PR #55, opened 2026-06-11
Eko 277/3d4 refactor mongowrapper to nullable infrastructure

Iam-Ebuka:
**Refactor MongoWrapper to nullable infrastructure**

Next in the nullable infrastructure series, after the websocket and clientsocket refactors.

**What it does**

Moves `MongoWrapper` onto the nullable infrastructure pattern, so one wrapper backs both real Mongo and tests with no mocks. The wrapper now talks to a small `CollectionLike` seam, a real collection over the driver and a stubbed one for null instances. Both run through the same dispatch and mapping code, so the null instance behaves like the real thing rather than reimplementing it.

**What it unlocks**

`watchChanges` now works against real Mongo. It opens a change stream lazily on the first watcher, maps raw change events into our `ChangeEvent` shape for insert, update and remove, and closes the stream when the last watcher leaves. The id sits at the top level as `change.id`, with `_id` kept out of `fields`, matching the `ChangeEvent` contract.

**Knock on**

The publications subscribe handler reads the insert id from `change.id` and records live inserts in `documentIds`, so unsubscribe replays a `removed` for documents delivered through the live stream, not just the initial snapshot.

**Tooling**

Typecheck runs on push and in CI rather than on every commit, so commits stay fast while type errors are still caught before they land.

**Tests**

Null and integration coverage for the change stream path, kept in separate files.

Linear: https://linear.app/ekohacks/issue/EKO-277/3d4-refactor-mongowrapper-to-nullable-infrastructure

### DIFF
--- a/.github/workflows/ci.yml
+++ b/.github/workflows/ci.yml
@@ -25,9 +25,10 @@ jobs:
 
             - name: "Install dependencies"
               run: npm ci
+            - name: "Type check"
+              run: npm run typecheck
             - name: "Lint code"
               run: npm run lint
             - name: "Run tests"
               run: npm test
-            - name: "Type check"
-              run: npm run typecheck
+            
--- a/.github/workflows/ci.yml
+++ b/.github/workflows/ci.yml
@@ -29,3 +29,5 @@ jobs:
               run: npm run lint
             - name: "Run tests"
               run: npm test
+            - name: "Type check"
+              run: npm run typecheck
--- a/.husky/pre-commit
+++ b/.husky/pre-commit
@@ -1,1 +1,2 @@
 npx lint-staged
+npm run typecheck
--- a/.husky/pre-commit
+++ b/.husky/pre-commit
@@ -1,2 +1,1 @@
-npm run typecheck
 npx lint-staged
--- a/.husky/pre-commit
+++ b/.husky/pre-commit
@@ -1,2 +1,2 @@
-npx lint-staged
 npm run typecheck
+npx lint-staged
--- a/server/infrastructure/mongo.ts
+++ b/server/infrastructure/mongo.ts
@@ -1,104 +1,16 @@
-import { Db, MongoClient as Driver, ObjectId } from 'mongodb';
+import { Collection, MongoClient as Driver, ObjectId } from 'mongodb';
 import { ChangeEvent, isChangeEvent } from '../../shared/types.ts';
 import { ConfigurableResponse, EventEmitter, OutputTracker } from './outputTracker.ts';
 
-interface MongoInterface {
-  find<T>(collection: string, query: object): Promise<T[]>;
-  insert(collection: string, doc: object): Promise<void>;
-  update(collection: string, query: object, changes: object): Promise<void>;
-  remove(collection: string, query: object): Promise<void>;
-  watchChanges(collection: string, cb: (change: ChangeEvent) => void): () => void;
-  watcherCount(collection: string): number;
-  trackChanges(collection: string): OutputTracker;
+interface CollectionLike {
+  find(query: object): Promise<unknown[]>;
+  insertOne(doc: object): Promise<void>;
+  updateMany(query: object, changes: object): Promise<void>;
+  deleteMany(query: object): Promise<void>;
+  watch(onChange: (raw: unknown) => void): () => void;
 }
 
-export class MongoWrapper {
-  private client: MongoInterface;
-
-  private constructor(client: MongoInterface) {
-    this.client = client;
-  }
-
-  static create(uri: string): MongoWrapper {
-    return new MongoWrapper(new RealMongo(uri));
-  }
-
-  static createNull(
-    options: {
-      find?: unknown[];
-      insert?: unknown[];
-      update?: unknown[];
-      remove?: unknown[];
-    } = {},
-  ): MongoWrapper {
-    return new MongoWrapper(new StubbedMongo(options));
-  }
-
-  async find<T>(collection: string, query: object): Promise<T[]> {
-    return this.client.find<T>(collection, query);
-  }
-
-  async insert(collection: string, doc: object): Promise<void> {
-    return this.client.insert(collection, doc);
-  }
-
-  async update(collection: string, query: object, changes: object): Promise<void> {
-    return this.client.update(collection, query, changes);
-  }
-
-  async remove(collection: string, query: object): Promise<void> {
-    return this.client.remove(collection, query);
-  }
-
-  watchChanges(collection: string, cb: (change: ChangeEvent) => void): () => void {
-    return this.client.watchChanges(collection, cb);
-  }
-
-  watcherCount(collection: string): number {
-    return this.client.watcherCount(collection);
-  }
-
-  trackChanges(collection: string): OutputTracker {
-    return this.client.trackChanges(collection);
-  }
-}
-
-class RealMongo implements MongoInterface {
-  private db: Db;
-
-  constructor(uri: string) {
-    const client = new Driver(uri);
-    this.db = client.db();
-  }
-
-  async find<T>(collection: string, query: object): Promise<T[]> {
-    return (await this.db.collection(collection).find(query).toArray()) as T[];
-  }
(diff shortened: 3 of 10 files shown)


server/infrastructure/mongo.ts
```diff
@@ -1,120 +1,150 @@
...
-interface MongoInterface {
-  find<T>(collection: string, query: object): Promise<T[]>;
-  insert(collection: string, doc: object): Promise<void>;
-  update(collection: string, query: object, changes: object): Promise<void>;
-  remove(collection: string, query: object): Promise<void>;
-  watchChanges(collection: string, cb: (change: ChangeEvent) => void): () => void;
-  watcherCount(collection: string): number;
-  trackChanges(collection: string): OutputTracker;
+interface CollectionLike {
+  find(query: object): Promise<unknown[]>;
```
KevinOrfas: We should keep the generic `T`

.github/workflows/ci.yml
```diff
@@ -29,3 +29,5 @@ jobs:
               run: npm run lint
             - name: "Run tests"
               run: npm test
+            - name: "Type check"
```
KevinOrfas: 1. types first 
2. lint 
3. tests

.husky/pre-commit
```diff
@@ -1 +1,2 @@
 npx lint-staged
+npm run typecheck
```
KevinOrfas: I feel that types should be at the top, types first then linter

.github/workflows/ci.yml
Iam-Ebuka: alright

.husky/pre-commit
Iam-Ebuka: alright

Iam-Ebuka: done

.github/workflows/ci.yml
Iam-Ebuka: done

server/logic/publications.ts
```diff
@@ -176,8 +176,8 @@ export class Publications {
 
       const cleanup = this.mongo.watchChanges(collection, (change: ChangeEvent) => {
         if (change.type === 'insert') {
-          documentIds.add(change.fields._id as string);
-          this.ws.send(clientId, addedMessage(collection, change.fields));
+          documentIds.add(change.id);
+          this.ws.send(clientId, addedMessage(collection, { _id: change.id, ...change.fields }));
```
KevinOrfas, line 180: For a live insert the id sits on `change.id`, not inside `change.fields`. The ChangeEvent contract keeps `_id` out of `fields` (extractFields strips it in mongo.ts), so the old `change.fields._id` was always undefined and we tracked an undefined id. Rebuilding `{ _id: change.id, ...change.fields }` keeps this identical to the initial find loop just above, and `addedMessage` reads `_id` back out. The new unsubscribe test pins it.

server/infrastructure/mongo.ts
```diff
@@ -129,80 +165,181 @@ class StubbedMongo implements MongoInterface {
...
+    const fullDocument = (raw as { fullDocument?: unknown }).fullDocument;
+    const updateDescription = (raw as { updateDescription?: unknown }).updateDescription as
+      | { updatedFields?: Record<string, unknown> }
+      | undefined;
+    const id = getId(documentKey?._id ?? (fullDocument as { _id?: unknown })._id);
+    return {
+      type: 'update',
+      collection: typeof collection === 'string' ? collection : '',
+      id,
+      fields: fullDocument ? extractFields(fullDocument) : (updateDescription?.updatedFields ?? {}),
```
KevinOrfas, line 301: This needs to stay a ternary rather than `extractFields(fullDocument) || updatedFields || {}`. extractFields always returns an object and `{}` is truthy, so the `||` chain could never reach updatedFields, and a missing fullDocument would send empty fields instead of the change stream delta. The ternary falls back to updatedFields only when fullDocument is genuinely absent, say a doc updated then deleted before updateLookup resolves.

server/infrastructure/mongo.ts
```diff
@@ -1,120 +1,156 @@
...
-  find?: unknown[];
-  insert?: unknown[];
-  update?: unknown[];
-  remove?: unknown[];
+  watch(onChange: (raw: unknown) => void): () => void {
+    const changeStream = this.collection.watch([], { fullDocument: 'updateLookup' });
+    changeStream.on('change', onChange);
+    changeStream.on('error', (err) => {
+      // Ignore stream errors here. The caller can still report errors through regular driver behavior.
+      console.error(`Mongo change stream error on ${this.collection.collectionName}`, err);
```
KevinOrfas, line 138: Logging here beats the old empty handler that swallowed the error silently. One tidy though: the comment just above still says we ignore the error, which now reads against the console.error. Worth rewording so the comment matches.

server/infrastructure/mongo.ts
```diff
@@ -129,80 +165,181 @@ class StubbedMongo implements MongoInterface {
...
+    return null;
+  }
+
+  const operationType = (raw as { operationType?: unknown }).operationType;
+  const collection = (raw as { ns?: { coll?: unknown } }).ns?.coll;
+  const documentKey = (raw as { documentKey?: { _id?: unknown } }).documentKey;
+
+  if (operationType === 'insert') {
+    const fullDocument = (raw as { fullDocument?: unknown }).fullDocument;
+    const id = getId(documentKey?._id ?? (fullDocument as { _id?: unknown })._id);
```
KevinOrfas: Soft spot I want us to look at when we pair. The cast says fullDocument is a non null object, so the `?.` got dropped here and on the update branch below. But fullDocument really can be undefined, and the update branch even guards it two lines down. This only holds because a real change event always carries documentKey._id, so this fallback never actually runs. Do we guard it properly or drop the dead fallback, rather than leave the cast papering over a nullable?

server/infrastructure/mongo.ts
```diff
@@ -1,120 +1,156 @@
...
   }
+}
 
-  async remove(collection: string, query: object): Promise<void> {
-    await this.db.collection(collection).deleteMany(query);
+class RealCollection implements CollectionLike {
+  constructor(private readonly collection: Collection) {}
+
+  find<T>(query: object): Promise<T[]> {
+    return this.collection.find(query).toArray() as Promise<T[]>;
```
KevinOrfas, line 117: Threading the generic through CollectionLike.find means the only cast sits here at the real driver boundary, and the public find<T> on the wrapper no longer needs its own. Same behaviour at runtime, cleaner types.

KevinOrfas (commented):
On the hooks and CI: pre-commit now runs lint-staged only, pre-push runs typecheck then test:changed, and CI runs typecheck first before lint and tests. That keeps commits fast, since the whole project tsc is too slow to sit on every commit, moves the heavier gates to push, and gives the quickest failure signal in CI. Happy with the split.

server/logic/publications.ts
Iam-Ebuka: oh, yes. good catch

server/infrastructure/mongo.ts
Iam-Ebuka: Yes I understand this now

server/infrastructure/mongo.ts
Iam-Ebuka: nice, I understand this

server/infrastructure/mongo.ts
KevinOrfas: Applied B: both the insert and update branches now use `const id = getId(documentKey?._id)`, no cast, no fullDocument fallback (5d9397b).

Reason: the `as { _id?: unknown }` cast asserted a non null object, which is what let lint strip the `?.` and remove the runtime guard. fullDocument is really `unknown` and can be undefined, so the assertion was false. documentKey is on every change event so the fallback never ran anyway, and getId already returns `''` for a missing id, so there was nothing left to guard. Dropping the cast removes the whole problem.

Iam-Ebuka: I think we should guard properly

────────────────

■ **What to do**: Output the records above exactly, from their first line through the line that contains "now works against", and add nothing.

■ **Solved exercise**:
PR #55, opened 2026-06-11
Eko 277/3d4 refactor mongowrapper to nullable infrastructure

Iam-Ebuka:
**Refactor MongoWrapper to nullable infrastructure**

Next in the nullable infrastructure series, after the websocket and clientsocket refactors.

**What it does**

Moves `MongoWrapper` onto the nullable infrastructure pattern, so one wrapper backs both real Mongo and tests with no mocks. The wrapper now talks to a small `CollectionLike` seam, a real collection over the driver and a stubbed one for null instances. Both run through the same dispatch and mapping code, so the null instance behaves like the real thing rather than reimplementing it.

**What it unlocks**

`watchChanges` now works against real Mongo. It opens a change stream lazily on the first watcher, maps raw change events into our `ChangeEvent` shape for insert, update and remove, and closes the stream when the last watcher leaves. The id sits at the top level as `change.id`, with `_id` kept out of `fields`, matching the `ChangeEvent` contract.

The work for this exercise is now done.